*** Opening ENTRIES SHOWN ***
PR #397, opened 2020-12-02
VZ-1788.  Save current Verrazzano install state

michael-cico:
Save the install resource spec to an internal configmap
- Also, add support for a NOOP mode for the install jobs to allow testing operator flow in-cluster without trigger actual installs/uninstalls
- add a helper make target to generate an operator deploy YAML file

### DIFF
--- a/Makefile
+++ b/Makefile
@@ -221,3 +221,13 @@ push-tag:
 	docker pull "${DOCKER_IMAGE_FULLNAME}:${DOCKER_IMAGE_TAG}"; \
 	docker tag "${DOCKER_IMAGE_FULLNAME}:${DOCKER_IMAGE_TAG}" "${DOCKER_IMAGE_FULLNAME}:$$PUBLISH_TAG"; \
 	docker push "${DOCKER_IMAGE_FULLNAME}:$$PUBLISH_TAG"
+
+.PHONY: create-test-deploy
+create-test-deploy:
+	if [ -n "${VZ_DEV_IMAGE}" ]; then \
+		echo "Building local operator deployment resource file in /tmp/operator.yaml, VZ_DEV_IMAGE=${VZ_DEV_IMAGE}"; \
+		cat operator/config/deploy/verrazzano-platform-operator.yaml | sed -e "s|IMAGE_NAME|${VZ_DEV_IMAGE}|g" > /tmp/operator.yaml; \
+		cat operator/config/crd/bases/install.verrazzano.io_verrazzanos.yaml >> /tmp/operator.yaml; \
+	else \
+		echo "VZ_DEV_IMAGE not defined, please set it to a valid image name/tag"; \
+	fi
--- a/operator/config/scripts/run.sh
+++ b/operator/config/scripts/run.sh
@@ -47,7 +47,12 @@ function dump-uninstall-logs {
 
 # Create a kubeconfig
 create-kubeconfig
-if [ ${MODE} == "INSTALL" ]; then
+if [ ${MODE} == "NOOP" ]; then
+  echo "*************************************************************"
+  echo " Running in NOOP mode, exiting                               "
+  echo "*************************************************************"
+  exit 0
+elif [ ${MODE} == "INSTALL" ]; then
   # Run the installation
   ./install/1-install-istio.sh || dump-install-logs 1
   ./install/2-install-system-components.sh || dump-install-logs 1
--- a/operator/controllers/verrazzano_controller.go
+++ b/operator/controllers/verrazzano_controller.go
@@ -5,8 +5,10 @@ package controllers
 
 import (
 	"context"
+	"encoding/base64"
 	"encoding/json"
 	"fmt"
+	"github.com/verrazzano/verrazzano/operator/internal"
 	"os"
 	"sigs.k8s.io/yaml"
 	"time"
@@ -35,10 +37,14 @@ type VerrazzanoReconciler struct {
 	Log        *zap.SugaredLogger
 	Scheme     *runtime.Scheme
 	Controller controller.Controller
+	DryRun     bool
 }
 
-// Name of finializer
+// Name of finalizer
 const finalizerName = "install.verrazzano.io"
+
+// Key into ConfigMap data for stored install Spec, the data for which will be used for update/upgrade purposes
+const configDataKey = "spec"
 
 // Reconcile will reconcile the CR
 // +kubebuilder:rbac:groups=install.verrazzano.io,resources=verrazzanos,verbs=get;list;watch;create;update;patch;delete
@@ -110,7 +116,12 @@ func (r *VerrazzanoReconciler) Reconcile(req ctrl.Request) (ctrl.Result, error) 
 		return reconcile.Result{}, err
 	}
 
-	if err := r.createInstallJob(ctx, log, vz, getConfigMapName(vz.Name)); err != nil {
+	if err := r.createInstallJob(ctx, log, vz, buildConfigMapName(vz.Name)); err != nil {
+		return reconcile.Result{}, err
+	}
+
+	// Create/update a configmap from spec for future comparison on update/upgrade
+	if err := r.saveVerrazzanoSpec(ctx, vz); err != nil {
 		return reconcile.Result{}, err
 	}
 
@@ -120,7 +131,7 @@ func (r *VerrazzanoReconciler) Reconcile(req ctrl.Request) (ctrl.Result, error) 
 // createServiceAccount creates a required service account
 func (r *VerrazzanoReconciler) createServiceAccount(ctx context.Context, log *zap.SugaredLogger, vz *installv1alpha1.Verrazzano) error {
 	// Define a new service account resource
-	serviceAccount := installjob.NewServiceAccount(vz.Namespace, getServiceAccountName(vz.Name), os.Getenv("IMAGE_PULL_SECRET"), vz.Labels)
+	serviceAccount := installjob.NewServiceAccount(vz.Namespace, buildServiceAccountName(vz.Name), os.Getenv("IMAGE_PULL_SECRET"), vz.Labels)
 
 	// Set verrazzano resource as the owner and controller of the service account resource.
 	// This reference will result in the service account resource being deleted when the verrazzano CR is deleted.
@@ -130,10 +141,10 @@ func (r *VerrazzanoReconciler) createServiceAccount(ctx context.Context, log *za
 
 	// Check if the service account for running the scripts exist
 	serviceAccountFound := &corev1.ServiceAccount{}
-	log.Infof("Checking if install service account %s exist", getServiceAccountName(vz.Name))
-	err := r.Get(ctx, types.NamespacedName{Name: getServiceAccountName(vz.Name), Namespace: vz.Namespace}, serviceAccountFound)
+	log.Infof("Checking if install service account %s exist", buildServiceAccountName(vz.Name))
+	err := r.Get(ctx, types.NamespacedName{Name: buildServiceAccountName(vz.Name), Namespace: vz.Namespace}, serviceAccountFound)
 	if err != nil && errors.IsNotFound(err) {
-		log.Infof("Creating install service account %s", getServiceAccountName(vz.Name))
+		log.Infof("Creating install service account %s", buildServiceAccountName(vz.Name))
 		err = r.Create(ctx, serviceAccount)
 		if err != nil {
 			return err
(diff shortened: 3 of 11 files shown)


Makefile
```diff
@@ -221,3 +221,9 @@ push-tag:
 	docker pull "${DOCKER_IMAGE_FULLNAME}:${DOCKER_IMAGE_TAG}"; \
 	docker tag "${DOCKER_IMAGE_FULLNAME}:${DOCKER_IMAGE_TAG}" "${DOCKER_IMAGE_FULLNAME}:$$PUBLISH_TAG"; \
 	docker push "${DOCKER_IMAGE_FULLNAME}:$$PUBLISH_TAG"
+
+.PHONY: operator-deploy
+operator-deploy:
+	echo "Building local operator deployment resource file in /tmp/operator.yaml, VZ_DEV_IMAGE=${VZ_DEV_IMAGE}"; \
```
pfmackin, line 227: @mgianatagh are you ok with this?

operator/config/scripts/run.sh
```diff
@@ -47,7 +47,12 @@ function dump-uninstall-logs {
 
 # Create a kubeconfig
 create-kubeconfig
-if [ ${MODE} == "INSTALL" ]; then
+if [ ${MODE} == "NOOP" ]; then
```
pfmackin, line 50: I don't think we need this if the operator has a --dry-run mode since it won't start the job.

operator/controllers/verrazzano_controller.go
```diff
@@ -219,7 +228,8 @@ func (r *VerrazzanoReconciler) createConfigMap(ctx context.Context, log *zap.Sug
 // createInstallJob creates the installation job
 func (r *VerrazzanoReconciler) createInstallJob(ctx context.Context, log *zap.SugaredLogger, vz *installv1alpha1.Verrazzano, configMapName string) error {
 	// Define a new install job resource
-	job := installjob.NewJob(vz.Namespace, getInstallJobName(vz.Name), vz.Labels, configMapName, getServiceAccountName(vz.Name), os.Getenv("VZ_INSTALL_IMAGE"))
+	r.Log.Infof("Creating install job for %s, dry-run=%v", vz.Name, r.DryRun)
+	job := installjob.NewJob(vz.Namespace, getInstallJobName(vz.Name), vz.Labels, configMapName, getServiceAccountName(vz.Name), os.Getenv("VZ_INSTALL_IMAGE"), r.DryRun)
```
pfmackin, line 232: The number of input params is getting really large.  Would be better to have a JobConfig struct that gets initialized and passed to NewJob.

operator/controllers/verrazzano_controller.go
```diff
@@ -371,6 +382,11 @@ func getConfigMapName(name string) string {
 	return fmt.Sprintf("verrazzano-install-%s", name)
 }
 
+// getInternalConfigMapName returns the name of the internal configmap associated with an install resource.
+func getInternalConfigMapName(name string) string {
```
pfmackin, line 386: this is better called buildInternal...

operator/controllers/verrazzano_controller.go
```diff
@@ -468,6 +484,57 @@ func (r *VerrazzanoReconciler) setUninstallCondition(log *zap.SugaredLogger, job
 	return r.updateStatus(log, vz, "Verrazzano uninstall in progress", installv1alpha1.UninstallStarted)
 }
 
+// saveInstallSpec Saves the install spec in a configmap to use with upgrade/updates later on
+func (r *VerrazzanoReconciler) saveInternalConfigMap(ctx context.Context, vz *installv1alpha1.Verrazzano) (err error) {
```
pfmackin, line 488: Should be saveVerrazzanoSpec.   It will be called for both install and upgrade

operator/controllers/verrazzano_controller.go
```diff
@@ -468,6 +484,57 @@ func (r *VerrazzanoReconciler) setUninstallCondition(log *zap.SugaredLogger, job
...
+	installSpec, err := yaml.Marshal(vz.Spec)
```
pfmackin, line 489: We should base64 encode the spec.

operator/controllers/verrazzano_controller.go
```diff
@@ -468,6 +484,57 @@ func (r *VerrazzanoReconciler) setUninstallCondition(log *zap.SugaredLogger, job
...
+						Kind:       vz.Kind,
+						Name:       vz.Name,
+						UID:        vz.UID,
+					}},
+				},
+				Data: configData,
+			}
+			err = r.Create(ctx, installConfig)
+			if err != nil {
+				r.Log.Errorf("Unable to create installer config map %s: %v", configMapName, err)
```
pfmackin, line 520: return error immediately after the r.log

operator/controllers/verrazzano_controller_test.go
```diff
@@ -1396,6 +1403,116 @@ func TestJobCreateError(t *testing.T) {
...
+}
+
+// TestUpdateInternalConfigMap tests the saveInternalConfigMap method to update an existing internal configmap
+// GIVEN a call so save the internal configmap resource
+// WHEN an intenral configmap already exists for the install
+// THEN ensure that update is called for the configmap
+func TestUpdateInternalConfigMap(t *testing.T) {
+	namespace := "verrazzano"
+	name := "test"
+	//labels := map[string]string{"label1": "test1"}
```
pfmackin, line 1469: remove commented code

operator/controllers/verrazzano_controller_test.go
```diff
@@ -1396,6 +1403,116 @@ func TestJobCreateError(t *testing.T) {
...
+	err := reconciler.saveInternalConfigMap(context.TODO(), vz)
+
+	// Validate the results
+	mocker.Finish()
+	asserts.NotNil(err)
+}
+
+// TestUpdateInternalConfigMap tests the saveInternalConfigMap method to update an existing internal configmap
+// GIVEN a call so save the internal configmap resource
+// WHEN an intenral configmap already exists for the install
```
pfmackin, line 1464: spelling internal

operator/internal/installjob/job.go
```diff
@@ -15,8 +15,12 @@ import (
 // labels - labels of verrazzano resource
 // saName - service account name
 // image - docker image
-func NewJob(namespace string, jobName string, labels map[string]string, configMapName string, saName string, image string) *batchv1.Job {
+func NewJob(namespace string, jobName string, labels map[string]string, configMapName string, saName string, image string, dryRun bool) *batchv1.Job {
 	var backOffLimit int32 = 0
+	mode := "INSTALL"
```
pfmackin, line 20: It looks like DryRun is actually going to start a job and pod, is that right?  If so the names should reflect dry-run or it might be confusing when looking at this.

operator/controllers/verrazzano_controller.go
michael-cico: It's returned at the end of the function, but it's probably more consistent to return here.

operator/internal/installjob/job.go
michael-cico: Yes, it does actually run the job, but the job does nothing.  I didn't want to change the name of the pod, as I just want dry run to do everything that we normally do, except the jobs do nothing except spit out some text.

Perhaps the better thing to do is indicate dry-run in the status object?

operator/config/scripts/run.sh
michael-cico: It does run the jobs, but the jobs are no-ops.

Makefile
michael-cico: I thought it might be useful to generate the operator file, save a few C&Ps from the README.  Although it does require defining the env var.

operator/controllers/verrazzano_controller.go
michael-cico: After talking with Paul, we'll do this as part of another issue.

operator/controllers/verrazzano_controller.go
michael-cico: I was following the pattern of the other name getters... should we change them all?

Makefile
mgianatagh: this target sounds like would be deploying the operator.  This target seems like it might be useful for creating a deployment file for local testing.  If we do keep the target maybe the name should be something like `create-test-deploy`.  The target would also need to be documented in `operator/README.md`

operator/controllers/verrazzano_controller_test.go
```diff
@@ -1396,6 +1403,116 @@ func TestJobCreateError(t *testing.T) {
...
+	asserts.NotNil(mockStatus)
+
+	vz := &vzapi.Verrazzano{
+		ObjectMeta: metav1.ObjectMeta{Name: name, Namespace: namespace},
+		Spec: vzapi.VerrazzanoSpec{
+			Profile: "dev",
+		},
+	}
+
+	//expectedConfigMapDataBytes, err := yaml.Marshal(vz.Spec)
```
mgianatagh, line 1428: remove commented out code

michael-cico: Fixed

operator/controllers/verrazzano_controller_test.go
michael-cico: Fixed

operator/controllers/verrazzano_controller_test.go
michael-cico: Fixed

operator/controllers/verrazzano_controller.go
michael-cico: Fixed

operator/controllers/verrazzano_controller.go
michael-cico: Fixed

operator/controllers/verrazzano_controller.go
michael-cico: Fixed

operator/controllers/verrazzano_controller.go
michael-cico: Renamed all the getXXXName() internal calls to buildXXXName()

operator/controllers/verrazzano_controller.go
michael-cico: Actually, fixed this one and made some structs for job configs.

Makefile
michael-cico: OK.  Do we generally frown on these kinds of helpers?  Mainly, it was just to avoid the C&P in the README... it's probably not a whole lot better, but seemed like a good idea at the time.

michael-cico: Renamed the target to create-test-deploy and updated the operator README.

operator/internal/installjob/job.go
michael-cico: added a "dry-run" annotation to the batch jobs/pods.

operator/internal/installjob/job.go
```diff
@@ -4,42 +4,57 @@
...
-// image - docker image
-func NewJob(namespace string, jobName string, labels map[string]string, configMapName string, saName string, image string) *batchv1.Job {
+func NewJob(jobConfig *JobConfig) *batchv1.Job {
 	var backOffLimit int32 = 0
+	mode := installMode
+	if jobConfig.DryRun {
+		mode = internal.NoOpMode
+	}
+	annotations := make(map[string]string, 1)
+	annotations[internal.DryRunAnnotationName] = strconv.FormatBool(jobConfig.DryRun)
```
pfmackin, line 32: I think it would be better to only add the annotation if dryrun is true, but this is ok and not a merge blocker

pfmackin (approved):

operator/internal/installjob/job.go
michael-cico: OK, I'll make a note of it and do that in the next JIRA.

operator/controllers/verrazzano_controller.go
```diff
@@ -468,6 +508,59 @@ func (r *VerrazzanoReconciler) setUninstallCondition(log *zap.SugaredLogger, job
 	return r.updateStatus(log, vz, "Verrazzano uninstall in progress", installv1alpha1.UninstallStarted)
 }
 
+// saveInstallSpec Saves the install spec in a configmap to use with upgrade/updates later on
+func (r *VerrazzanoReconciler) saveVerrazzanoSpec(ctx context.Context, vz *installv1alpha1.Verrazzano) (err error) {
+	installSpecBytes, err := yaml.Marshal(vz.Spec)
+	installSpec := base64.StdEncoding.EncodeToString(installSpecBytes)
```
bobdonat, line 514: shouldn't this line of code be in the if statement below.  If the Marshall function fails the installSpecBytes is probably null

pfmackin: i missed that, the code should check for err immediately and return

bobdonat (approved):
*** Closing ENTRIES SHOWN ***
» WHAT THE TASK REQUIRES
What lines above contain "change"? Copy them out.

» RESULT OF THIS EXERCISE
michael-cico: Yes, it does actually run the job, but the job does nothing.  I didn't want to change the name of the pod, as I just want dry run to do everything that we normally do, except the jobs do nothing except spit out some text.
michael-cico: I was following the pattern of the other name getters... should we change them all?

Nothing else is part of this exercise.